Start of RECORDS FOR THE TASK

Issue #3302, opened 2026-07-07
compat-matrix: engine-job failures are invisible (continue-on-error) — harden after burning down pre-existing leg debt


bpamiri:
## Problem

The compat-matrix engine jobs run with `continue-on-error`, so the workflow run concludes **"success" even when every engine job fails**. Two consequences observed on 2026-07-06:

1. A guard spec (`ConfigRoutesStaleDocUrlSpec`, from #3281) failed **every engine × database leg uniformly** for a full day before anyone noticed — the run banner was green (fixed in #3293).
2. `UpdateAllIncludeJoinSpec` has been red on `lucee7+mysql` **since at least 2026-06-28** (a real data-affecting bug, now #3294) — invisible for the same reason. The June-28 baseline additionally carries per-engine debt (Adobe: `typedColumnDefaultsSpec`, `contentSpec`, `RouteTesterHardeningSpec`, transaction specs; Lucee 6: `RouteTesterHardeningSpec`; BoxLang: `miscellaneousSpec`, `AdapterIdentityTemplateSpec`, `testEvaluateExpressionSpec`, `DatabaseAdapterSpec`) that nobody triaged because nothing ever turned red at the run level.

Same lesson as the box-install check (#3281): a check that can't fail visibly is noise, and real regressions hide behind it.

## Proposal

- Keep per-DB soft-fail for the known-flaky infrastructure (`SOFT_FAIL_DBS=oracle` already exists) but make a **hard-DB leg failure fail the engine job**, and an engine-job failure fail the run.
- To get there without a permanently red banner, first burn down (or explicitly soft-fail with a linked issue) the pre-existing per-engine failures listed above — each should be a tracked issue, not silent debt.
- Optional: have the Test Matrix Summary job post a compact per-engine × per-DB verdict table into the run summary so a glance shows exactly which leg regressed.

## Evidence

- Run [28809821005](https://github.com/wheels-dev/wheels/actions/runs/28809821005) (2026-07-06 dispatch): conclusion `success`, all 5 engine jobs `failure`.
- Run [28815315339](https://github.com/wheels-dev/wheels/actions/runs/28815315339) (post-#3293): same shape; per-leg artifacts show the real state (lucee7 clean except mysql #3294).

bpamiri:
## A third failure mode: `continue-on-error` also *misattributes* the debt

Adding this here rather than as a separate issue, per maintainer call.

[...]

Issue #3294, opened 2026-07-06
updateAll with multiple includes silently updates 0 rows on MySQL


bpamiri:
## Symptom

`UpdateAllIncludeJoinSpec` → "updateAll with multiple includes updates matching rows" fails on **MySQL only**: `Expected [1] but received [0]`. Every other engine × database leg passes it (SQLite, Postgres, SQL Server, H2, CockroachDB — verified in matrix run [28809821005](https://github.com/wheels-dev/wheels/actions/runs/28809821005), lucee7 leg artifacts).

In plain terms: `updateAll()` with an `include=` spanning multiple associations appears to update **zero rows on MySQL** where it updates the matching row everywhere else — a silent bulk-update no-op on a mainstream database.

## Dating

- The spec landed in #3011 (`efffbc360`, 2026-06-11, the per-WHERE Migration + ON-split fixes).
- The failure is present in the 2026-06-28 scheduled matrix (lucee7+mysql: 4619 pass / this 1 fail), 2026-07-05, and 2026-07-06 runs — red on every weekly run since the spec existed.
- `efffbc360` is contained in v4.0.4 and v4.0.5 — **not a new regression**; shipped releases already behave this way.

## Why nobody saw it

Two blind spots stacked: the compat-matrix engine jobs are `continue-on-error` (the run banner says "success" while legs fail), and required PR CI runs Lucee 7 + SQLite only. Worth fixing the visibility problem alongside the bug — a matrix leg failing a non-soft-fail database should probably fail the job.

## Where to look

MySQL's multi-table `UPDATE ... JOIN` syntax differs from the ANSI/other-adapter forms (no `FROM` clause; joins live in the UPDATE clause itself; alias handling differs). The multi-include path from #3011's ON-split work is the likely divergence point — the single-include case passes on MySQL, so it's specifically the second join that breaks row matching.

## Repro

```
tools/test-matrix.sh lucee7 mysql
# or directly: /wheels/core/tests?db=mysql&format=json&testBundles=wheels.tests.specs.model.UpdateAllIncludeJoinSpec
```

bpamiri:
## Correcting the diagnosis: `updateAll` was never broken

Resolved by #3342, but the fix is in the **spec**, not the framework — so the description above should not be cited as a known data bug. Three of its claims do not hold.

[...]

PR #3338, opened 2026-08-02
fix(model): namespace per-request query cache under request.wheels.$queryCache

### LINKED ISSUE #3336: Per-request finder cache key collides with request.wheels.tenant for a model named Tenant (silently drops tenant datasource routing)
## Summary

The per-request finder cache keys itself on the **bare model name** in the `request.wheels` struct:

```cfm
// vendor/wheels/model/read.cfc:310-311 (4.0.5)
if (!StructKeyExists(request.wheels, variables.wheels.class.modelName)) {
    request.wheels[variables.wheels.class.modelName] = {};
}
```

The multi-tenancy subsystem stores the resolved tenant in the **same struct** under the key `tenant`:

```cfm
// vendor/wheels/middleware/TenantResolver.cfc
request.wheels["tenant"] = local.tenant;   // {id, dataSource, config, $locked}
```

CFML struct keys are case-insensitive, so an application with a model named `Tenant` — the natural name for the control-plane model in a database-per-tenant app, and the name used in the framework's own docs (`public/docs/reference/model/sharedmodel.txt` shows `app/models/Tenant.cfc` calling `sharedModel()`) — has its **query cache and its resolved-tenant context aliased onto one key**.

This affects any Wheels 4.0 app that combines a `Tenant` model with `wheels.middleware.TenantResolver`, i.e. the documented way to build multi-tenancy on 4.0.

Confirmed in **4.0.5** (`read.cfc:311, 322, 324, 356`) and still present at current dev HEAD (same block, `read.cfc:315, 326, 328, 360`).

### 1. Write path — resolved tenant is erased mid-request (more severe)

```cfm
// vendor/wheels/model/miscellaneous.cfc:5-7
public void function $clearRequestCache() {
    request.wheels[variables.wheels.class.modelName] = {};
}
```

`$clearRequestCache()` is called after every create / update / delete / bulk operation (`create.cfc:313`, `update.cfc:295,326`, `delete.cfc:199,222`, `bulk.cfc:63,153`). On a `Tenant` model instance it sets `request.wheels.tenant = {}` — **wiping the resolved tenant context for the remainder of the request.**

Because `databaseAdapters/Base.cfc` only swaps in the tenant datasource when `request.wheels.tenant.dataSource` exists:

```cfm
// databaseAdapters/Base.cfc:807-826
if (!variables.$sharedModel
    && arguments.dataSource == variables.dataSource
    && IsDefined("request.wheels.tenant.dataSource")
    && Len(request.wheels.tenant.dataSource)) {
    arguments.dataSource = request.wheels.tenant.dataSource;
}
```

…every tenant-scoped query issued after that point **silently falls back to the application default datasource** — the control-plane database — with no error. Any tenant-scoped write in the same request lands in the wrong database.

Realistic trigger: a settings or onboarding screen served on a tenant's subdomain that updates a field on the tenant's own record (`tenantRecord.save()`), then writes anything tenant-scoped (an audit row, a related record) later in the same request.

### 2. Read path — an unresolved request appears resolved

If a `Tenant` finder runs **before** `TenantResolver` sets the context — which happens when the resolver closure itself looks tenants up via `model("Tenant").findAll()`, the obvious implementation of a subdomain→tenant directory — then `read.cfc:311` creates `request.wheels.tenant = {}` and populates it with a query-cache entry keyed by a query hash.

`TenantResolver` skips assignment when the resolver returns no match, and its cleanup runs only in a `finally` **after** `next()`, so that junk struct survives for the whole downstream request. Application code that treats "tenant resolved" as "`tenant()` is non-empty" then misbehaves: in our case `requiresApex()`-style guards began rejecting legitimate apex-host requests (login, password reset, invitation redemption) with 403s, intermittently — once per directory-cache rebuild window.

The struct is truthy-but-malformed: non-empty, but with no `id`, `dataSource`, or `config`. `tenant()` returns it as though it were a real resolved tenant.

## Reproduction (failure mode 1, the data-correctness one)

1. App with `app/models/Tenant.cfc` (`sharedModel()`) and `set(middleware=[new wheels.middleware.TenantResolver(resolver=fn, strategy="subdomain")])`.
2. A tenant-scoped model, e.g. `app/models/AuditLog.cfc` (no `sharedModel()`), whose table exists in both the control-plane and tenant databases.
3. Request a route on a resolved tenant subdomain whose action does:

```cfm
var t = model("Tenant").findByKey(tenant().id);
t.name = "Renamed";
t.save();                              // $clearRequestCache() → request.wheels.tenant = {}
model("AuditLog").create(action="X");  // lands in the CONTROL-PLANE database, not the tenant DB
```

Expected: the `audit_logs` row is written to the tenant database.
Actual: `$tenantDataSource()` no longer sees a tenant, so it resolves to `application.wheels.dataSourceName` and the row is written to the control-plane database. No exception.

`cacheQueriesDuringRequest` defaults to `true` (`events/init/caching.cfm`), so no opt-in is required to reach this.

## Suggested fix

Namespace the per-request query cache so it can never collide with framework-owned `request.wheels` keys:

- `model/read.cfc` — replace `request.wheels[modelName]` with `request.wheels.$queryCache[modelName]` (creating `$queryCache` if absent) at all four sites.
- `model/miscellaneous.cfc::$clearRequestCache()` — clear `request.wheels.$queryCache[modelName]` instead.

That confines the blast radius to one reserved key and leaves `request.wheels.tenant` owned solely by the tenancy subsystem. A `$`-prefixed sub-struct also matches the convention already used elsewhere in the request scope.

Defensive hardening worth considering alongside it:

- Have `TenantResolver` **delete** any pre-existing `request.wheels.tenant` when its resolver returns no match, so a stale/foreign value can't outlive resolution.
- Consider whether `tenant()` should validate shape (return `{}` unless `dataSource` is present) rather than returning whatever occupies the key — this would have downgraded failure mode 2 from a wrong-behavior bug to a no-op.

## Impact assessment

Failure mode 1 is a silent cross-database write under a supported configuration, which makes this more than a naming nuisance. The application-level workarounds available today — avoiding the `Tenant` model name, keeping model finders out of the resolver path, and treating only a present `dataSource` as a resolved tenant — all require app authors to know about the aliasing, and none of them prevent failure mode 1 for an app that legitimately updates a tenant record from within that tenant's request.

Found while building a database-per-tenant application on 4.0.5 (Lucee 7 / YugabyteDB). Happy to open a PR for the `$queryCache` namespacing plus a regression spec if the approach looks right.

/cc @claude

bpamiri:
Fixes #3336.

## The collision

The per-request finder cache keyed itself on the **bare model name** directly in `request.wheels`. CFML struct keys are case-insensitive, so a model named `Tenant` — the natural name for the control-plane model in a database-per-tenant app, and the one used in `TenantResolver`'s own docblock — shared a single key between its query cache and the framework-owned `request.wheels.tenant`.

The fix moves the cache under a reserved `request.wheels.$queryCache` sub-struct. Caching behaviour is unchanged: same per-model slots, same query keys, same lifecycle.

```cfm
// before — aliases onto request.wheels.tenant for a model named Tenant
request.wheels[variables.wheels.class.modelName][local.queryKey] = local.findAll;

// after
request.wheels["$queryCache"][variables.wheels.class.modelName][local.queryKey] = local.findAll;
```

`model/miscellaneous.cfc` gains `$ensureRequestQueryCache()`, which owns namespace creation for the four call sites (three in `read.cfc`, one in `$clearRequestCache()`).

## Scope

The sweep found three independent families of dynamic keys in `request.wheels`. Only the first is fixed here:

| Site | Key | Auto-collides with `tenant`? |
|---|---|---|
| `model/read.cfc` ×3, `model/miscellaneous.cfc` ×1 | bare model name | **Yes** — this issue |
| `Global.cfc` `pagination()` / `setPagination()` | user-supplied handle (default `"query"`) | Only if an app names a handle `tenant` — filed as #3339 |
| `model/callbacks.cfc:331` | query hash | No |

The pagination handles are a real-but-latent collision surface; they need an app author to actively pick the name, so they're tracked separately in #3339 rather than bundled in.

## Tenant-context hardening (second commit)

Folded in at maintainer request. The first commit stops the framework from ever writing a query cache onto `request.wheels.tenant`; these two stop anything *else* that lands there from being read as a resolved tenant.

- **`tenant()` requires a non-empty `dataSource`** before treating the key as an active tenant — the same test `$tenantDataSource()` already applies before routing a query. It previously returned whatever occupied the key, so a malformed value satisfied every `IsDefined("request.wheels.tenant")` or truthiness guard while carrying no usable routing information. The two now agree by construction and can't disagree about whether a request is tenanted.
- **`TenantResolver` deletes any pre-existing value on the key when its resolver returns no match.** Previously an unresolved request only looked unresolved *after* the `finally` block, so a stale or foreign value could read as resolved for the whole downstream request.

All four framework producers — `switchTenant()` (throws without a `dataSource`), `TenantResolver`, `Job.$restoreTenantContext()` and `TenantMigrator` (both guard) — already guarantee a non-empty `dataSource`, so correctly-resolved tenants are unaffected. Only foreign values are filtered.

Net effect: a malformed tenant context degrades from *wrong behaviour* to a *no-op*.

## Tests

`vendor/wheels/tests/specs/model/requestQueryCacheTenantCollisionSpec.cfc` — 6 specs covering both failure modes plus the namespacing invariant. Backed by a new `Tenant` fixture model mapped onto the existing `c_o_r_e_authors` table, so `populate.cfm` is untouched.

Written red first. The failures before the fix were exactly the two reported behaviours:

- `key [ID] doesn't exist` reading `request.wheels.tenant.id` after a `Tenant` write → **failure mode 1**, tenant context wiped to `{}`
- `IsDefined("request.wheels.tenant")` returning true after a `Tenant` finder → **failure mode 2**, tenant context fabricated

`requestQueryCacheSpec.cfc`'s 8 existing assertions are repointed at the namespaced key — they're white-box assertions on the exact structure being moved.

## Verification

Lucee 7 + SQLite via `bash tools/test-local.sh` (full suite, not scoped):

| | Result |
|---|---|
| `develop` @ `fc59492` | **4707 passed**, 0 failed |
| after commit 1 (namespacing) | **4713 passed**, 0 failed |
| after commit 2 (hardening) | **4717 passed**, 0 failed |

Delta is exactly the 10 new specs (6 + 4).

Both sets were written red first. Reverting just the two hardening files while keeping their specs yields exactly 4 failures, confirming those specs exercise the change rather than restating existing behaviour.

⚠️ **The cross-engine matrix did not run.** `tools/test-matrix.sh lucee7 mysql` fails on this machine before any test executes — Docker Desktop can't bind-mount `tools/docker/lucee7/box.json` onto `/wheels-test-suite/box.json` under virtiofs:

```
error mounting ".../tools/docker/lucee7/box.json" to rootfs at "/wheels-test-suite/box.json":
mountpoint "/run/host_virtiofs/.../box.json" is outside of rootfs
```

It fails identically on clean `develop`, so it's environmental, not this change. Because I couldn't verify Adobe/BoxLang locally, the implementation was deliberately rewritten to avoid anything engine-sensitive: an earlier draft returned the cache struct by reference and used `StructClear()`, which would have depended on struct-reference write semantics holding on Adobe (cf. cross-engine invariant #6, where Adobe copies arrays by value in struct literals). What's here instead is a literal key-path swap of the original code plus an ensure-helper — no new semantics on any path.

### What PR CI does and does not cover

To be precise about the engine coverage this PR actually carries:

| Engine | Coverage on this PR |
|---|---|
| Lucee 7 | **Full core suite** — `Lucee 7 + SQLite (LuCLI)`, plus my local run |
| Adobe 2023 | **Boot + HTTP probes only** — `smoke-env.yml` cold-boots the demo app under `production`/`testing` and asserts clean 404s / no stack traces / reload behaviour. Per its own comments the probes never query the database, so no model spec runs. It does prove the new `$`-prefixed public mixin compiles and integrates via `$integrateComponents()` on Adobe. |
| Adobe 2025, Lucee 6, BoxLang | **Not exercised by PR CI** |

`compat-matrix.yml` — the workflow that runs the full suite across all five engines — is **weekly cron + `workflow_dispatch` only, and `continue-on-error: true`**. It does not trigger on pull requests. I've manually dispatched it against this branch: https://github.com/wheels-dev/wheels/actions/runs/30772173443

Constructs used are all matrix-safe by inspection: `StructKeyExists`, bracket-notation struct keys, no closures, no `attributeCollection`, no reserved scope names, no `finally` loops. The new helper is `public` + `$`-prefixed per cross-engine invariant #7 so it mixes in correctly, and lives in `wheels.model.*`, which is outside the `protectedControllerMethods` surface — so it can't shadow a controller action name.

## Docs

`web/content/blog/posts/caching-in-wheels-4.md` documents the old `request.wheels[ModelName]` path in two places; both are updated. Drop that hunk if you'd rather not touch a published post.


bpamiri:
## Cross-engine verification (manual `workflow_dispatch`)

`compat-matrix.yml` doesn't trigger on PRs, so I dispatched it against both this branch and clean `develop` and diffed the JUnit artifacts.

- Branch: https://github.com/wheels-dev/wheels/actions/runs/30772173443
- `develop` baseline: https://github.com/wheels-dev/wheels/actions/runs/30773074179

### This PR's specs

The 6 new specs ran **168 times across 28 engine×DB legs** (Lucee 6, Lucee 7, Adobe 2023, Adobe 2025, BoxLang × sqlite / h2 / mysql / postgres / sqlserver / cockroachdb) and **passed every execution**.

Testcase totals are exactly **+6 on every leg** vs `develop`, confirming they compiled and executed everywhere rather than being silently skipped.

### No regressions

The set of failing spec names is **identical** between `develop` and this branch on all 23 legs that produced results:

| | |
|---|---|
| Failures on branch but not `develop` | **none** |
| Failures on `develop` but not branch | none |

Per-leg failure counts are unchanged (adobe2023 3–5, adobe2025 4–6, boxlang 3–4, lucee6 1–2, lucee7 0–1; adobe2023-oracle 11). Those are pre-existing — the leg debt tracked by #3302. The most frequent ones are `HTML-encodes the path in the verb-mismatch message` (17×), `float() applies its default='' / allowNull=true outlier defaults` (11×), `is including partial with query grouped by a column` (11×), and `updateAll with multiple includes updates matching rows` (5×, which is #3294).

### Unrelated observation for #3302

Both runs report **`conclusion: success` while all six engine jobs report `failure`** — `continue-on-error: true` means six red engines roll up green. Additionally the oracle legs on adobe2025 / boxlang / lucee6 emitted **0 testcases** (engine never came up), which `SOFT_FAIL_DBS="oracle"` then absorbs. Two stacked layers of invisibility, exactly what #3302 describes.

bpamiri:
## Adobe 2025 regression, caught and fixed

The `StructKeyExists(request, "wheels")` guard added in `e689e19` errored on all five Adobe 2025 database legs — 8 TenantResolver specs each — with `Element WHEELS is undefined in REQUEST`. Every other engine was green, so local Lucee 7 and PR CI both reported clean.

Cause: `handle()` declares a parameter named `request` (the `MiddlewareInterface` signature mandates it), and on Adobe 2025 the bare `request` token doesn't resolve consistently across expression positions — `StructKeyExists(request, "wheels")` returned true while the `request.wheels` member-access in the guarded `StructDelete` resolved somewhere without the key.

Fixed in `bc0b7b3` by switching to `IsDefined("request.wheels.tenant")`, the same guard the `finally` block in this function already uses — so it's proven on Adobe 2025, not merely plausible. Behaviour is unchanged: deleting an absent key was already a no-op.

### Matrix re-run on `bc0b7b3` vs the `develop` baseline

| | |
|---|---|
| The PR's 10 specs | **280/280 passing** across 28 engine×DB legs |
| Testcase delta vs `develop` | **exactly +10 on every leg** |
| Failures on branch but not `develop` | **none** |

All five Adobe 2025 legs now match `develop` exactly (6/6, 5/5, 4/4, 4/4, 4/4). Remaining per-leg failures are unchanged pre-existing #3302 debt.

- Branch: https://github.com/wheels-dev/wheels/actions/runs/30780625771
- `develop` baseline: https://github.com/wheels-dev/wheels/actions/runs/30773074179

### Documented as invariant 15 (`8d9e20a`)

Added to CLAUDE.md and `.ai/wheels/cross-engine-compatibility.md`, since every middleware component declares a `request` parameter and is exposed to this. Anti-pattern 11 ("never name a parameter after a reserved scope") can't apply there — the interface mandates the name — so the two safe forms are the only options:

```cfm
// safe (a) — one evaluation of the whole dotted path
if (IsDefined("request.wheels.tenant")) { StructDelete(request.wheels, "tenant"); }

// safe (b) — assign before use
if (!StructKeyExists(request, "wheels")) { request.wheels = {}; }
request.wheels.tenant = local.tenant;
```

Also rewrote the note at the top of `TenantResolver.handle()`, which asserted bare `request` "always refers to the built-in request scope, even when a parameter is named `request`" — true on Lucee and Adobe 2023, false on Adobe 2025, and the assumption that produced this bug.

Audited the rest of the framework: no other function declaring a `request` parameter pairs a `StructKeyExists(request, …)` guard with a `request.x` access. The two existing sites (`TenantResolver.handle`, `RequestId.handle`) both use safe form (b).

End of RECORDS FOR THE TASK

▸ **YOUR TASK**: Retype exactly, and only, the lines above from the one where "the run level." occurs up to and including the one where "- To get there" occurs.

▸ **RESPONSE AREA**:
2. `UpdateAllIncludeJoinSpec` has been red on `lucee7+mysql` **since at least 2026-06-28** (a real data-affecting bug, now #3294) — invisible for the same reason. The June-28 baseline additionally carries per-engine debt (Adobe: `typedColumnDefaultsSpec`, `contentSpec`, `RouteTesterHardeningSpec`, transaction specs; Lucee 6: `RouteTesterHardeningSpec`; BoxLang: `miscellaneousSpec`, `AdapterIdentityTemplateSpec`, `testEvaluateExpressionSpec`, `DatabaseAdapterSpec`) that nobody triaged because nothing ever turned red at the run level.

Same lesson as the box-install check (#3281): a check that can't fail visibly is noise, and real regressions hide behind it.

## Proposal

- Keep per-DB soft-fail for the known-flaky infrastructure (`SOFT_FAIL_DBS=oracle` already exists) but make a **hard-DB leg failure fail the engine job**, and an engine-job failure fail the run.
- To get there without a permanently red banner, first burn down (or explicitly soft-fail with a linked issue) the pre-existing per-engine failures listed above — each should be a tracked issue, not silent debt.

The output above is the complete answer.